# [Exercise instructions]
Every line in the data below from the one containing "After discussing with" down to the one containing "Fixes #1377", both included, must be retyped exactly; no other line is to appear.

# [Exercise input]
★ ★ ★ ★ ★ ★ ★
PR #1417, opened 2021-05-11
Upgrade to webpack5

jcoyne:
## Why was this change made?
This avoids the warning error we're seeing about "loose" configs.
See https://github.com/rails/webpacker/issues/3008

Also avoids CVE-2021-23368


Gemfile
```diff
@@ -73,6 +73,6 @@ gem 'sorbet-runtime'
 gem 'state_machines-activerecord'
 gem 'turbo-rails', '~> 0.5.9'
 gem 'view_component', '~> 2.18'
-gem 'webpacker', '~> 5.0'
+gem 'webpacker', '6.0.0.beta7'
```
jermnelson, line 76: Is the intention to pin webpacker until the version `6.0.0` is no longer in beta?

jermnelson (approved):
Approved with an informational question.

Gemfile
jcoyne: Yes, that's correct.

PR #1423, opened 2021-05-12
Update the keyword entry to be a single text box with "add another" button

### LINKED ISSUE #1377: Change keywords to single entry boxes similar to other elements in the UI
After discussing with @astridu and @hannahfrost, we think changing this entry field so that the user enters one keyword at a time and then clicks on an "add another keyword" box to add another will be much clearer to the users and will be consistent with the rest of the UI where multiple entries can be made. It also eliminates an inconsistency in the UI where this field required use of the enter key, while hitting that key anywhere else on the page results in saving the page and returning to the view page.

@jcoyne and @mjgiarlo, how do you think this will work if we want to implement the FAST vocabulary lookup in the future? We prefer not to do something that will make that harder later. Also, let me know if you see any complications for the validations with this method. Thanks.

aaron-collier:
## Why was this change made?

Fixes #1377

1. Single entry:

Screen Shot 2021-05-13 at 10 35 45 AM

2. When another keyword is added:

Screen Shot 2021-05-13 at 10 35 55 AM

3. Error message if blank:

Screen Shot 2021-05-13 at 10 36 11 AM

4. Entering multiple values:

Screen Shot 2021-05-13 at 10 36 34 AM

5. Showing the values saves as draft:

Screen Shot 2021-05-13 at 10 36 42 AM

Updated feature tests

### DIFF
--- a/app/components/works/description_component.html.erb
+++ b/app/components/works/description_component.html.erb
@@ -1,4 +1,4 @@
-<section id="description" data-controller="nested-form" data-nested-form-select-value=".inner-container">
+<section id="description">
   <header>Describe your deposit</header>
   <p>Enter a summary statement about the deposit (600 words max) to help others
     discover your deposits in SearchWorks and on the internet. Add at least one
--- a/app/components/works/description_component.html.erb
★ ★ ★ ★ ★ ★ ★
# [Worked solution]
After discussing with @astridu and @hannahfrost, we think changing this entry field so that the user enters one keyword at a time and then clicks on an "add another keyword" box to add another will be much clearer to the users and will be consistent with the rest of the UI where multiple entries can be made. It also eliminates an inconsistency in the UI where this field required use of the enter key, while hitting that key anywhere else on the page results in saving the page and returning to the view page.

@jcoyne and @mjgiarlo, how do you think this will work if we want to implement the FAST vocabulary lookup in the future? We prefer not to do something that will make that harder later. Also, let me know if you see any complications for the validations with this method. Thanks.

aaron-collier:
## Why was this change made?

Fixes #1377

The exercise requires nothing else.